• Try it:
For the material that follows, state how many lines contain the word "cache", and add nothing.

########

PR #6902, opened 2020-08-25
Mention useApolloClient hook in caching docs

alexboots:
As someone new to apollo it took me a bit to figure out the best way of accessing the instance of `client` within a component. I think `useApolloClient` would be worth mentioning here. 

The other places I see this hook mentioned are in the [local-resolvers](https://www.apollographql.com/docs/react/local-state/local-resolvers/#updating-local-state) section and the [Apollo Basics > 8. Update data with mutations](https://www.apollographql.com/docs/tutorial/mutations/#update-data-with-usemutation) sections.

### Checklist:

### DIFF
--- a/docs/source/caching/cache-interaction.md
+++ b/docs/source/caching/cache-interaction.md
@@ -11,7 +11,7 @@ Apollo Client provides the following methods for reading and writing data to the
 
 These methods are described in detail below.
 
-All code samples below assume that you have initialized an instance of  `ApolloClient` and that you have imported the `gql` function from `@apollo/client`.
+All code samples below assume that you have initialized an instance of  `ApolloClient` and that you have imported the `gql` function from `@apollo/client`. You can access your instance of `ApolloClient` with the [`useApolloClient`](https://www.apollographql.com/docs/react/api/react/hooks/#useapolloclient) hook.
 
 ## `readQuery`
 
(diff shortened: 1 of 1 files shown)


docs/source/caching/cache-interaction.md
```diff
@@ -11,7 +11,7 @@ Apollo Client provides the following methods for reading and writing data to the
 
 These methods are described in detail below.
 
-All code samples below assume that you have initialized an instance of  `ApolloClient` and that you have imported the `gql` function from `@apollo/client`.
+All code samples below assume that you have initialized an instance of  `ApolloClient` and that you have imported the `gql` function from `@apollo/client`. You can access your instance of `ApolloClient` with the [`useApolloClient`](https://www.apollographql.com/docs/react/api/react/hooks/#useapolloclient) hook.
```
benjamn, line 14:
```suggestion
All code samples below assume that you have initialized an instance of  `ApolloClient` and that you have imported the `gql` function from `@apollo/client`.

> In a React component, you can access your instance of `ApolloClient` using [`ApolloProvider`](https://www.apollographql.com/docs/react/api/react/hooks/#apolloprovider) and the [`useApolloClient`](https://www.apollographql.com/docs/react/api/react/hooks/#useapolloclient) hook.
```
Just a little more information.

########

• Output of the task:
3